Свинцовая воля - стр. 6
– Оберауфсехерин…
Разомлевшая дворничиха сидела за столом и попивала чай, бережно держа блюдце на растопыренных пальцах. Ее очерствелые от повседневной работы кончики пальцев совсем не чувствовали крутой кипяток, которым она привычно заваривала обыкновенный иван-чай из-за отсутствия настоящей заварки. Доставшееся от покойной матери блюдце с золотистой каемкой было настолько древнее, что его испещренная темными трещинами поверхность была похожа на ажурную паутину. Баба Мотя очень дорожила блюдцем как памятью о погибшей под авианалетом матери и относилась к блюдцу с почтением, словно к одушевленному предмету, и даже не раз ловила себя на том, что мысленно с ним разговаривает.

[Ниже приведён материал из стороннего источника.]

PR #76, opened 2022-05-24
Refactor to allow non-determinisim.

porcuquine:
This PR refactors proving in a number of ways. At least some of these changes are necessary to support determinism in the computation of F. The existing code didn't allow this, since `compute` was always called on the same circuit prototype contained in the public parameters.

- separate circuit/output computation and synthesis into two traits
- at the lowest level, support caller-controlled stepping of the proof
- for convenience, allow caller to provide iterators yielding successive outputs and (un-synthesized) circuits
- most simply, and consistent with current implementation, automatically create such iterators when ComputeStep is implemented

This change also makes `num_steps` optional, and the state accumulated in a `RecursiveSNARK` tracks the actual number of steps used. This allows for applications where the number of steps is not known in advance.

It's likely that further small changes may be needed when integrating downstream consumers who will need this functionality, but until integration happens, it is difficult to anticipate what that may entail beyond my best guesses here.

NOTE: in the future, we should support a recursive proof which does not expose the number of steps. This will be important for applications in which knowing the number of steps required to compute a final result leaks information. Having the option to generate proofs without revealing the number of steps will eliminate effective  'timing attacks' on such applications.

---

UPDATE: I added support for non-unary functions, building on the first part. I know that makes this a fairly large PR, but I had to rework a fair amount of the foundation to get here.

The basic idea is that for higher-arity functions, the implementer should implement methods (`compute_inner` and `synthesize_step_inner`, which operate on and return a vector of scalars. The goal was to make the actual mechanism as hidden from the caller/user as possible, but some leakage was unavoidable so far.

Under the hood, at each step, the inputs are hashed to get the true unary input for the step function, F — and the outputs are again hashed to produce the unary output. Both hashes are proved in the circuit.

Because we need to avoid storing the initial input (Z0) in the public parameters, it's necessary to first create an 'empty' input used to generate the R1CS shape. That means the caller *does* (unfortunately) have to create the poseidon constants for the relevant scalar and arity. This is not especially difficult, but it would be nicer if it could have been avoided. This wart means that the constants are generated twice in this case. With more machinery, the public parameters and IO enum could be more symbiotic, but for now I think this is a reasonable tradeoff.

### DIFF
--- a/src/lib.rs
+++ b/src/lib.rs
@@ -95,6 +95,12 @@ where
       c_primary.clone(),
       ro_consts_circuit_primary.clone(),
     );
+    let a1 = if A1::to_usize() == 1 {
+      None
+    } else {
+      circuit_primary.arity_consts()
+    };
+
     let mut cs: ShapeCS<G1> = ShapeCS::new();
     let _ = circuit_primary.synthesize(&mut cs);
     let (r1cs_shape_primary, r1cs_gens_primary) = (cs.r1cs_shape(), cs.r1cs_gens());
@@ -106,20 +112,15 @@ where
       c_secondary.clone(),
       ro_consts_circuit_secondary.clone(),
     );
-    let mut cs: ShapeCS<G2> = ShapeCS::new();
-    let _ = circuit_secondary.synthesize(&mut cs);
-    let (r1cs_shape_secondary, r1cs_gens_secondary) = (cs.r1cs_shape(), cs.r1cs_gens());
-
-    let a1 = if A1::to_usize() == 1 {
-      None
-    } else {
-      Some(PoseidonConstants::<<G1 as Group>::Scalar, A1>::new())
-    };
     let a2 = if A2::to_usize() == 1 {
       None
     } else {
-      Some(PoseidonConstants::<<G2 as Group>::Scalar, A2>::new())
+      circuit_secondary.arity_consts()
     };
+
+    let mut cs: ShapeCS<G2> = ShapeCS::new();
+    let _ = circuit_secondary.synthesize(&mut cs);
+    let (r1cs_shape_secondary, r1cs_gens_secondary) = (cs.r1cs_shape(), cs.r1cs_gens());
 
     Self {
       ro_consts_primary,
@@ -726,15 +727,11 @@ mod tests {
   #[derive(Clone)]
   struct CubicIncrementingCircuit<'a, F: PrimeField> {
     z_n: IO<'a, F, U2>,
-    _p: PhantomData<F>,
   }
 
   impl<'a, F: PrimeField> CubicIncrementingCircuit<'a, F> {
     fn new(z_n: IO<'a, F, U2>) -> Self {
-      Self {
-        z_n,
-        _p: Default::default(),
-      }
+      Self { z_n }
     }
   }
 
@@ -797,10 +794,7 @@ mod tests {
       let y_next = y + F::one();
       let z_vec_next = vec![x_next, y_next];
       let z_n = IO::Vals(z_vec_next.clone(), p);
-      let next = Self {
-        z_n,
-        _p: Default::default(),
-      };
+      let next = Self { z_n };
 
       Some((next, z_vec_next))
     }
@@ -977,12 +971,10 @@ mod tests {
   #[test]
   fn test_ivc_binary() {
     // produce public parameters
-    let p = PoseidonConstants::<S2, U2>::new();
-
     let pp =
       PublicParams::<G1, G2, TrivialTestCircuit<S1>, CubicIncrementingCircuit<S2>, U1, U2>::setup(
         TrivialTestCircuit::default(),
-        CubicIncrementingCircuit::new(IO::Empty(&p)),
+        CubicIncrementingCircuit::new(IO::Blank),
       );
 
     let num_steps = 1;
@@ -1013,7 +1005,6 @@ mod tests {
     for _i in 0..num_steps {
       zn_secondary_direct = CubicIncrementingCircuit {
         z_n: zn_secondary_direct.clone(),
-        _p: Default::default(),
       }
       .compute_io(&zn_secondary_direct)
       .unwrap()
--- a/src/lib.rs
+++ b/src/lib.rs
@@ -32,7 +32,7 @@ use r1cs::{
   R1CSGens, R1CSInstance, R1CSShape, R1CSWitness, RelaxedR1CSInstance, RelaxedR1CSWitness,
 };
 use traits::{
-  AbsorbInROTrait, ComputeStep, Group, HashFuncConstantsTrait, HashFuncTrait, StepCircuit,
+  AbsorbInROTrait, StepCompute, Group, HashFuncConstantsTrait, HashFuncTrait, StepCircuit,
 };
 
 type ROConstants<G> =
@@ -120,12 +120,12 @@ where
 }
 
 /// State of iteration over ComputeStep
-pub struct ComputeState<S: ComputeStep<F> + StepCircuit<F>, F: PrimeField> {
+pub struct ComputeState<S: StepCompute<F> + StepCircuit<F>, F: PrimeField> {
   circuit: S,
   val: F,
 }
 
-impl<F: PrimeField, S: ComputeStep<F> + StepCircuit<F> + Clone> Iterator for ComputeState<S, F> {
+impl<F: PrimeField, S: StepCompute<F> + StepCircuit<F> + Clone> Iterator for ComputeState<S, F> {
   type Item = (S, F);
 
   fn next(&mut self) -> Option<Self::Item> {
@@ -248,7 +248,7 @@ where
     Ok(state)
   }
 
-  /// create a new `RecursiveSNARK` for circuits implementing ComputeStep
+  /// create a new `RecursiveSNARK` for circuits implementing StepCompute
   pub fn prove(
     pp: &PublicParams<G1, G2, C1, C2>,
     num_steps: Option<usize>,
@@ -256,8 +256,8 @@ where
     z0_secondary: G2::Scalar,
   ) -> Result<Self, NovaError>
   where
-    C1: ComputeStep<G1::Scalar>,
-    C2: ComputeStep<G2::Scalar>,
+    C1: StepCompute<G1::Scalar>,
+    C2: StepCompute<G2::Scalar>,
   {
     if let Some(num_steps) = num_steps {
       let mut primary_iterator = ComputeState {
@@ -576,7 +576,7 @@ mod tests {
     }
   }
 
-  impl<F> ComputeStep<F> for TrivialTestCircuit<F>
+  impl<F> StepCompute<F> for TrivialTestCircuit<F>
   where
     F: PrimeField,
   {
@@ -626,7 +626,7 @@ mod tests {
     }
   }
 
-  impl<F> ComputeStep<F> for CubicCircuit<F>
+  impl<F> StepCompute<F> for CubicCircuit<F>
   where
     F: PrimeField,
   {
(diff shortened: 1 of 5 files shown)


src/traits.rs
```diff
@@ -134,18 +134,21 @@ impl<T, Rhs, Output> ScalarMul<Rhs, Output> for T where T: Mul<Rhs, Output = Out
...
     &self,
     cs: &mut CS,
     z: AllocatedNum<F>,
   ) -> Result<AllocatedNum<F>, SynthesisError>;
+}
 
-  /// Execute the circuit for a computation step and return output
-  fn compute(&self, z: &F) -> F;
+/// A helper trait for computing a step of the incremental computation (i.e., F itself)
+pub trait ComputeStep<F: PrimeField>: Sized {
```
srinathsetty, line 149: Nit: Does it make sense to call this `StepNative` or `StepNonCircuit` to mirror with `StepCircuit`?

src/lib.rs
```diff
@@ -526,13 +691,15 @@ mod tests {
...
       &pp,
-      num_steps,
+      Some(num_steps),
       <G1 as Group>::Scalar::one(),
       <G2 as Group>::Scalar::zero(),
     );
     assert!(res.is_ok());
     let recursive_snark = res.unwrap();
 
+    assert_eq!(num_steps, recursive_snark.num_steps);
```
srinathsetty, line 701: Is this assertion a sanity check or required for verifying that the prover faithfully executed the specified number of steps? If it is the latter, shouldn't this automatically be checked by the verify method?

src/lib.rs
```diff
@@ -579,13 +747,15 @@ mod tests {
...
```
srinathsetty, line 757: Same comment as above.

srinathsetty:
Thanks, @porcuquine for the PR! I left some preliminary comments.

Given the focus is to allow non-determinism, could we add/extend one of the tests to include some non-deterministic step function (as a sanity check and to demonstrate the use of public APIs)?

src/traits.rs
porcuquine: I think 'compute' is pretty accurate, but I pushed a commit changing to `StepCompute` more closely rhyming with `StepCircuit`.

src/lib.rs
porcuquine: It was a sanity check, but you are right that since it is now included in `RecursiveSNARK`, we should fail verification if it doesn't match what is supplied. I added that logic to the verifier with some minimal negatives tests that `num_steps` must be correct.

porcuquine:
Okay, I added a test exercising the new procedure by precomputing nondeterministic hints and storing them in the circuit. I needed to tweak the implementation a little to make this work (so the test was especially useful!). This also revealed that the concrete circuits never needed to stored in the RecursiveSNARK, so I removed.

src/poseidon.rs
```diff
@@ -36,15 +36,35 @@ where
   /// Generate Poseidon constants for the arities that Nova uses
   #[allow(clippy::new_without_default)]
   fn new() -> Self {
-    let constants27 = PoseidonConstants::<Scalar, U27>::new_with_strength(Strength::Strengthened);
-    let constants32 = PoseidonConstants::<Scalar, U32>::new_with_strength(Strength::Strengthened);
+    let constants27 = PoseidonConstants::<Scalar, U27>::new_with_strength(Strength::Standard);
+    let constants32 = PoseidonConstants::<Scalar, U32>::new_with_strength(Strength::Standard);
```
porcuquine, line 40: Standard is fine and will save some constraints.

src/lib.rs
```diff
@@ -461,143 +720,388 @@ mod tests {
...
-      G1,
-      G2,
-      TrivialTestCircuit<<G1 as Group>::Scalar>,
-      CubicCircuit<<G2 as Group>::Scalar>,
-    >::setup(
-      TrivialTestCircuit {
-        _p: Default::default(),
-      },
-      CubicCircuit {
+    let p = PoseidonConstants::<S2, U2>::new();
```
porcuquine, line 988: Here is an example of the caller/user needing to explicitly allocate PoseidonConstants.

src/lib.rs
```diff
@@ -461,143 +720,388 @@ mod tests {
...
+
+    let pp =
+      PublicParams::<G1, G2, TrivialTestCircuit<S1>, CubicIncrementingCircuit<S2>, U1, U2>::setup(
+        TrivialTestCircuit::default(),
+        CubicIncrementingCircuit::new(IO::Empty(&p)),
```
porcuquine, line 993: The PoseidonConstants are used here, in the blank/empty circuit.

src/lib.rs
```diff
@@ -101,6 +110,17 @@ where
     let _ = circuit_secondary.synthesize(&mut cs);
     let (r1cs_shape_secondary, r1cs_gens_secondary) = (cs.r1cs_shape(), cs.r1cs_gens());
 
+    let a1 = if A1::to_usize() == 1 {
+      None
+    } else {
+      Some(PoseidonConstants::<<G1 as Group>::Scalar, A1>::new())
```
srinathsetty, line 116: Do we need to check if the arity is less than a certain number? Or is the call to PoseidonConstants always going to succeed?

src/lib.rs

– Полундра! – вдруг раздался за спиной женщины громкий мужской голос и резко оборвался, потому что его носитель тотчас принялся надрывно кашлять, с жутким свистящим хрипом выпуская воздух из простреленных легких.
Это выполз из своего тесного, провонявшего мочой и потом кубрика, сосед бабы Моти, безногий инвалид Вася – морская душа, привычно страдавший от сильного похмелья. Прислонившись широкой спиной в грязной тельняшке к дверному косяку, он вздрагивал своим обрубком мускулистого тела, неистово мотал головой, размахивал седым, мокрым от пота длинным чубом, страшно скрипел зубами до крошева во рту. Немного поутихнув, бывший матрос с катера «Неустрашимый» вытер подолом тельняшки окровавленные губы и безмятежно улыбнулся, заметив сидевшую за столом пожилую соседку.
Ловко опираясь на костяшки крепко сжатых в кулаки пальцев, он проворными движениями, схожими с движениями орангутангов, приблизился к женщине. Снизу заглядывая в ее глаза, умоляющим голосом, в котором угадывалась невыносимая скорбь, жалость ко всей своей испоганенной войной жизни, беспросветная мука, ждущая его еще впереди, попросил:
– Баба Мотя, дай выпить. Я же знаю, что у тебя есть. Знаю, что сейчас скажешь, что ты ее блюдешь для настойки. Не дай подохнуть… боевому краснофлотцу. А я тебе потом отработаю… Я же сапожник, каких поискать.
– Василий, – болезненно морщась, по-доброму, с душевной теплотой в голосе ответила сердобольная женщина, – бросай ты пить. Как сына прошу… Ты же молодой еще… У тебя вся жизнь…
– Не надо, баба Мотя, – скривил он исхудавшее лицо со впалыми давно небритыми щеками и вдруг горько заплакал, как маленький, выдувая изо рта слюнявые пузыри, размазывая ладонью с отсутствующим мизинцем по лицу обильные слезы, – ничего не говори. Нет у меня теперь жизни… Нет! – громко выкрикнул он и со всей силы ударил по полу кулаком. – Кончилась моя жизнь, на фронте она осталась. А теперь я только существую… как старый никому не нужный лапоть.